RAW DATA
PR #3632, opened 2025-12-12
Fix: Races that could cause double publication or mute state desyncs

BillCarsonFr:
## Problem:

Livekit's `LocalParticipant` kind of offer two different levels of API.

- A **Low-Level** one: With `createTracks` and `publishTrack`, then accessing directly the tracks to call `mute`/`unmute` etc..
- A **High-Level** one: With `enableCameraAndMicrophone`/`setCameraEnabled`/`setMicrophoneEnabled`. These one will automatically creates the tracks, manage them, remember if there is any pending publications. For example calling `setCameraEnabled(false)` will check if there is already a track or if there is a pending publication and waits for it to complete.

Our `Publisher.ts` wants control on track creation and publication, so it is using the **Low-Level** APIs to createTracks.
**But** it is also using the **High-Level** ones in the mutestates handler with `setCameraEnabled`/`setMicrophoneEnabled`.
This mixed usage of API levels cause problems. For example the `Publisher` will create a track, but meanwhile the mutestate will call  `setCameraEnabled(true)`, the high level is not aware of the tracks that the `Publisher` have created so it will create a new one. Then later the `Publisher` will publish the one it manages.
This can be observed in rage-shake as per this log `publishing a second track with the same source:camera`

## Proposal

We have to stop mixing high-level and low-level.
This PR is an attempt at using only the High-Level API. 
It is sometimes a bit odd because the `Publisher` want to have more control than what the API allows (like create track and wait to publish)
We could eventually create an alternative PR to use the low-level API, but this will then require us to re-built a proper track management system (like tracking pending publications)

### DIFF
--- a/src/state/CallViewModel/localMember/LocalMember.ts
+++ b/src/state/CallViewModel/localMember/LocalMember.ts
@@ -303,7 +303,7 @@ export const createLocalMembership$ = ({
       // Clean-up callback
       return Promise.resolve(async (): Promise<void> => {
         await publisher.stopPublishing();
-        publisher.stopTracks();
+        await publisher.stopTracks();
       });
     }
   });
--- a/src/state/CallViewModel/localMember/LocalMember.ts
+++ b/src/state/CallViewModel/localMember/LocalMember.ts
@@ -74,6 +74,8 @@ export enum PublishState {
   Publishing = "publish_publishing",
 }
 
+// TODO not sure how to map that correctly with the
+// new publisher that does not manage tracks itself anymore
 export enum TrackState {
   /** The track is waiting for user input to create tracks (waiting to call `startTracks()`) */
   WaitingForUser = "tracks_waiting_for_user",
@@ -244,7 +246,7 @@ export const createLocalMembership$ = ({
     if (error) {
       logger.error(`Failed to create local tracks:`, error);
       setMatrixError(
-      // TODO is it fatal? Do we need to create a new Specialized Error?
+        // TODO is it fatal? Do we need to create a new Specialized Error?
         new UnknownCallError(new Error(`Media device error: ${error}`)),
       );
     }
@@ -327,11 +329,11 @@ export const createLocalMembership$ = ({
 
   // Based on `connectRequested$` we start publishing tracks. (once they are there!)
   scope.reconcile(
-    scope.behavior(
-      combineLatest([publisher$, joinAndPublishRequested$]),
-    ),
+    scope.behavior(combineLatest([publisher$, joinAndPublishRequested$])),
     async ([publisher, shouldJoinAndPublish]) => {
-      if (shouldJoinAndPublish) {
+      // Get the current publishing state to avoid redundant calls.
+      const isPublishing = publisher?.shouldPublish === true;
+      if (shouldJoinAndPublish && !isPublishing) {
         try {
           await publisher?.startPublishing();
         } catch (error) {
@@ -339,7 +341,7 @@ export const createLocalMembership$ = ({
             error instanceof Error ? error.message : String(error);
           setPublishError(new FailToStartLivekitConnection(message));
         }
-      } else {
+      } else if (isPublishing) {
         try {
           await publisher?.stopPublishing();
         } catch (error) {
@@ -409,7 +411,9 @@ export const createLocalMembership$ = ({
           // let trackState: TrackState = TrackState.WaitingForUser;
           // if (hasTracks && shouldStartTracks) trackState = TrackState.Ready;
           // if (!hasTracks && shouldStartTracks) trackState = TrackState.Creating;
-          const trackState: TrackState = shouldStartTracks ? TrackState.Ready : TrackState.WaitingForUser;
+          const trackState: TrackState = shouldStartTracks
+            ? TrackState.Ready
+            : TrackState.WaitingForUser;
 
           if (
             localConnectionState !== ConnectionState.LivekitConnected ||
--- a/src/state/CallViewModel/localMember/LocalMember.ts
+++ b/src/state/CallViewModel/localMember/LocalMember.ts
@@ -10,7 +10,6 @@ import {
   ParticipantEvent,
   type LocalParticipant,
   type ScreenShareCaptureOptions,
-  ConnectionState,
   RoomEvent,
   MediaDeviceFailure,
 } from "livekit-client";
@@ -329,11 +328,10 @@ export const createLocalMembership$ = ({
   // Based on `connectRequested$` we start publishing tracks. (once they are there!)
   scope.reconcile(
     scope.behavior(
-      combineLatest([publisher$, tracks$, joinAndPublishRequested$]),
+      combineLatest([publisher$, joinAndPublishRequested$]),
     ),
-    async ([publisher, tracks, shouldJoinAndPublish]) => {
-      if (shouldJoinAndPublish === publisher?.publishing$.value) return;
-      if (tracks.length !== 0 && shouldJoinAndPublish) {
+    async ([publisher, shouldJoinAndPublish]) => {
+      if (shouldJoinAndPublish) {
         try {
           await publisher?.startPublishing();
         } catch (error) {
@@ -341,7 +339,7 @@ export const createLocalMembership$ = ({
             error instanceof Error ? error.message : String(error);
           setPublishError(new FailToStartLivekitConnection(message));
         }
-      } else if (tracks.length !== 0 && !shouldJoinAndPublish) {
+      } else {
         try {
           await publisher?.stopPublishing();
         } catch (error) {
@@ -391,15 +389,6 @@ export const createLocalMembership$ = ({
     combineLatest([
       localConnectionState$,
       localTransport$,
-      // tracks$.pipe(
-      //   tap((t) => {
-      //     logger.info("tracks$: ", t);
-      //   }),
-      // ),
-      // publishing$,
-      connectRequested$,
-      tracks$,
-      publishing$,
       joinAndPublishRequested$,
       from(trackStartRequested.promise).pipe(
         map(() => true),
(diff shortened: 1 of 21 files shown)


src/state/CallViewModel/localMember/LocalMember.ts
```diff
@@ -152,7 +154,7 @@ export const createLocalMembership$ = ({
   /**
    * This starts audio and video tracks. They will be reused when calling `requestPublish`.
    */
-  startTracks: () => Behavior<LocalTrack[]>;
+  startTracks: () => Behavior<void>;
```
toger5: what is a void behavior?

toger5: It looks like this should be a `undefined`

src/state/CallViewModel/localMember/LocalMember.ts
```diff
@@ -66,17 +68,19 @@ export enum TransportState {
 
 export enum PublishState {
   WaitingForUser = "publish_waiting_for_user",
-  /** Implies lk connection is connected */
-  Starting = "publish_start_publishing",
+  // /** Implies lk connection is connected */
+  // Starting = "publish_start_publishing",
```
toger5, line 74: Comment that this might get added back.

src/state/CallViewModel/localMember/LocalMember.ts
```diff
@@ -152,7 +156,7 @@ export const createLocalMembership$ = ({
   /**
    * This starts audio and video tracks. They will be reused when calling `requestPublish`.
    */
-  startTracks: () => Behavior<LocalTrack[]>;
+  startTracks: () => Behavior<void>;
```
toger5: Why does it return in the first place if it is a void behavior?
Would a void promise or just a void return make more sense?

src/state/CallViewModel/localMember/LocalMember.ts
```diff
@@ -238,16 +268,16 @@ export const createLocalMembership$ = ({
...
+  // );
+  // const publishing$ = scope.behavior(
+  //   publisher$.pipe(switchMap((p) => p?.publishing$ ?? constant(false))),
+  // );
+
+  const startTracks = (): Behavior<void> => {
     trackStartRequested.resolve();
-    return tracks$;
+    return constant(undefined);
   };
```
toger5: Yes lets remove the return type entirely or add a comment that this should return `tracks$`

src/state/CallViewModel/localMember/LocalMember.ts
```diff
@@ -282,40 +312,50 @@ export const createLocalMembership$ = ({
...
         }
       }
+      // XXX Why is that?
+      // else {
+      //   try {
+      //     await publisher?.stopPublishing();
+      //   } catch (error) {
+      //     setLivekitError(new UnknownCallError(error as Error));
+      //   }
+      // }
```
toger5: The commented section now is redundant with `else if (isPublishing)`
But the whole stopPublishing block is for when shouldJoinAndPublish becomes false. (I think we dont need this case now) but i would expect, that setting the subject to false stops the publications.

src/state/CallViewModel/localMember/LocalMember.ts
```diff
@@ -363,16 +401,19 @@ export const createLocalMembership$ = ({
...
         ]) => {
           if (!localTransport) return null;
-          const hasTracks = tracks.length > 0;
-          let trackState: TrackState = TrackState.WaitingForUser;
-          if (hasTracks && shouldStartTracks) trackState = TrackState.Ready;
-          if (!hasTracks && shouldStartTracks) trackState = TrackState.Creating;
+          // const hasTracks = tracks.length > 0;
+          // let trackState: TrackState = TrackState.WaitingForUser;
+          // if (hasTracks && shouldStartTracks) trackState = TrackState.Ready;
+          // if (!hasTracks && shouldStartTracks) trackState = TrackState.Creating;
```
toger5: I think this also can get a generic comment.

But I prefer just removing the core entirely. Maybe linking this PR instead as reference.

src/state/CallViewModel/localMember/Publisher.test.ts
```diff
@@ -5,117 +5,356 @@ SPDX-License-Identifier: AGPL-3.0-only OR LicenseRef-Element-Commercial
...
-        localParticipant: mockLocalParticipant({}),
-      }),
-    } as unknown as Connection;
+let scope: ObservableScope;
+
+beforeEach(() => {
+  scope = new ObservableScope();
+});
+
+// afterEach(() => scope.end());
```
toger5: why do we not want to do this?

src/state/CallViewModel/localMember/Publisher.ts
```diff
@@ -76,161 +81,178 @@ export class Publisher {
     this.scope.onEnd(() => {
       this.logger.info("Scope ended -> stop publishing all tracks");
       void this.stopPublishing();
+      muteStates.audio.unsetHandler();
+      muteStates.video.unsetHandler();
```
toger5, line 85: oh that is a really good catch!

src/state/CallViewModel/localMember/Publisher.ts
```diff
@@ -76,161 +81,178 @@ export class Publisher {
...
+    );
   }
 
-  private _tracks$ = new BehaviorSubject<LocalTrack<Track.Kind>[]>([]);
-  public tracks$ = this._tracks$ as Behavior<LocalTrack<Track.Kind>[]>;
-
+  // LiveKit will publish the tracks as soon as they are created
+  // but we want to control when tracks are published.
+  // We cannot just mute the tracks, even if this will effectively stop the publishing,
+  // it would also prevent the user from seeing their own video/audio preview.
```
toger5, line 97: This is good that its commented! Its the immediate question that comes to mind: Why not just muting?

src/state/CallViewModel/localMember/Publisher.ts
```diff
@@ -76,161 +81,178 @@ export class Publisher {
...
-   *
-   * This will:
-   * wait for the connection to be ready.
-   // * 1. Request an OpenId token `request_token` (allows matrix users to verify their identity with a third-party service.)
-   // * 2. Use this token to request the SFU config to the MatrixRtc authentication service.
-   // * 3. Connect to the configured LiveKit room.
-   // * 4. Create local audio and video tracks based on the current mute states and publish them to the room.
    *
-   * @throws {InsufficientCapacityError} if the LiveKit server indicates that it has insufficient capacity to accept the connection.
-   * @throws {SFURoomCreationRestrictedError} if the LiveKit server indicates that the room does not exist and cannot be created.
```
toger5, line 113: Can we get an updated version of this?

src/state/CallViewModel/localMember/Publisher.ts
```diff
@@ -76,161 +81,178 @@ export class Publisher {
...
+      if (audio && video) {
+        // Enable both at once in order to have a single permission prompt!
+        await lkRoom.localParticipant.enableCameraAndMicrophone();
+      } else if (audio) {
+        await lkRoom.localParticipant.setMicrophoneEnabled(true);
+      } else if (video) {
+        await lkRoom.localParticipant.setCameraEnabled(true);
+      }
+      return;
+    };
```
toger5:
```
    const enableTracks = ():void => {
      if (audio && video) {
        // Enable both at once in order to have a single permission prompt!
        void lkRoom.localParticipant.enableCameraAndMicrophone();
      } else if (audio) {
        void lkRoom.localParticipant.setMicrophoneEnabled(true);
      } else if (video) {
        void lkRoom.localParticipant.setCameraEnabled(true);
      }
    };
```

We can just explicitly void the promises.

src/state/CallViewModel/localMember/Publisher.ts
```diff
@@ -76,161 +81,178 @@ export class Publisher {
...
+    const lkRoom = this.connection.livekitRoom;
+    for (const source of [
+      Track.Source.Microphone,
+      Track.Source.Camera,
+      Track.Source.ScreenShare,
+    ]) {
+      const localPub = lkRoom.localParticipant.getTrackPublication(source);
+      if (localPub?.track) {
+        // stops and unpublishes the track
+        await lkRoom.localParticipant.unpublishTrack(localPub!.track, true);
```
toger5, line 260: do we know the exact difference between unpublish and pause upstream?

toger5: why is this not using track.stop?

src/state/CallViewModel/localMember/Publisher.ts
```diff
@@ -332,17 +354,31 @@ export class Publisher {
...
-        await lkRoom.localParticipant.setMicrophoneEnabled(desired);
+        this.logger.debug(
+          `handler: Setting LiveKit microphone enabled: ${enable}`,
+        );
+        await lkRoom.localParticipant.setMicrophoneEnabled(enable);
+        // Unmute will restart the track if it was paused upstream,
+        // but until explicitly requested, we want to keep it paused.
+        if (!this.shouldPublish && enable) {
+          await this.pauseUpstreams(lkRoom, [Track.Source.Microphone]);
+        }
```
toger5, line 374: This is still nasty. But now that we have dodged the footgun it also really looks like it should work.

src/state/CallViewModel/localMember/Publisher.ts
BillCarsonFr: Pausing will keep the local media stream track (so you see yourself), but it stops sending to the server (and signal a muted)

src/state/CallViewModel/localMember/LocalMember.ts
BillCarsonFr: Thx I had questions about that. Like do we really want to stop / restart publishing? or even start/stop tracks.

Or is it more that we need a `destroy` publisher that should clean itself?

src/state/CallViewModel/localMember/Publisher.test.ts
BillCarsonFr: good catch, did that while debugging the tests

src/state/CallViewModel/localMember/Publisher.ts
BillCarsonFr: right there used to have a `.then() ` block on the enable track but was removed here 610af439a8fbf371cc310af84fe1e96775b1a86e
I guess I can just voids

src/state/CallViewModel/localMember/Publisher.ts
BillCarsonFr: Muting will also stop the local track, i.e you will not see your camera feed. So won't work in a lobby for example. The video would stay black until you publish

BillCarsonFr:
@toger5 I have addressed your comments and they were not blocking so I am merging now as you are OOO and I'd like it to sit a bit on dev.

PR #3637, opened 2025-12-15
Allow user to switch layouts while phone is in landscape

robintown:
This fixes a regression on the development branch: the layout switcher would not respond to input while the window mode is 'flat' (i.e. while a mobile phone is in landscape orientation). See https://github.com/element-hq/element-call/pull/3605#discussion_r2586226422 for more context.
    
I was having a little trouble interpreting the emergent behavior of the layout switching code, so I refactored it in the process into a form that I think is a more direct description of the behavior we want (while not making it as terse as my [original implementation](https://github.com/element-hq/element-call/blob/768cf6f8ef3cab247b26e0379ad0b815a5782337/src/state/CallViewModel.ts#L1205)).

### DIFF
--- a/src/state/CallViewModel/CallViewModel.ts
+++ b/src/state/CallViewModel/CallViewModel.ts
@@ -946,11 +946,12 @@ export function createCallViewModel$(
     ),
   );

WORK INSTRUCTIONS
Pull out every line of the records that includes the string "enum".

WRITTEN ANSWER
@@ -74,6 +74,8 @@ export enum PublishState {
 export enum TrackState {
@@ -66,17 +68,19 @@ export enum TransportState {
 export enum PublishState {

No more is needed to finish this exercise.